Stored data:
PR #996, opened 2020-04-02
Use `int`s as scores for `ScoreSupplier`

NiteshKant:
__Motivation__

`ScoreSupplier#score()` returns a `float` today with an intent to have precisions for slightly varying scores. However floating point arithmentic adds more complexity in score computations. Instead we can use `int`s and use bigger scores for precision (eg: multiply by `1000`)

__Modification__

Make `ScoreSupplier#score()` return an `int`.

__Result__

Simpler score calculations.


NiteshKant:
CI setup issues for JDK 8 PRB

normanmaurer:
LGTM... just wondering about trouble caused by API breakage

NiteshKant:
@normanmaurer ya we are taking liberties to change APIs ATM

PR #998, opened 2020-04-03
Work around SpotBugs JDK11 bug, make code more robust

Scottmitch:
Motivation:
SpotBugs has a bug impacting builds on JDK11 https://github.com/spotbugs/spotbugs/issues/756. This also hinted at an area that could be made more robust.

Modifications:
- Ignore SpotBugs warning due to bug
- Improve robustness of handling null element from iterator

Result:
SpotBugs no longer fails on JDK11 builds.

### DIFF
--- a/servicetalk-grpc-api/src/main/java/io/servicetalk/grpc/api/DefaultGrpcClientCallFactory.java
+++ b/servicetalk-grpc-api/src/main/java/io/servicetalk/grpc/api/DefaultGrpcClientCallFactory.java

* **WHAT IS BEING ASKED**
Where a line of the data holds "opened", show that line.

* **WRITTEN RESPONSE**
PR #996, opened 2020-04-02
PR #998, opened 2020-04-03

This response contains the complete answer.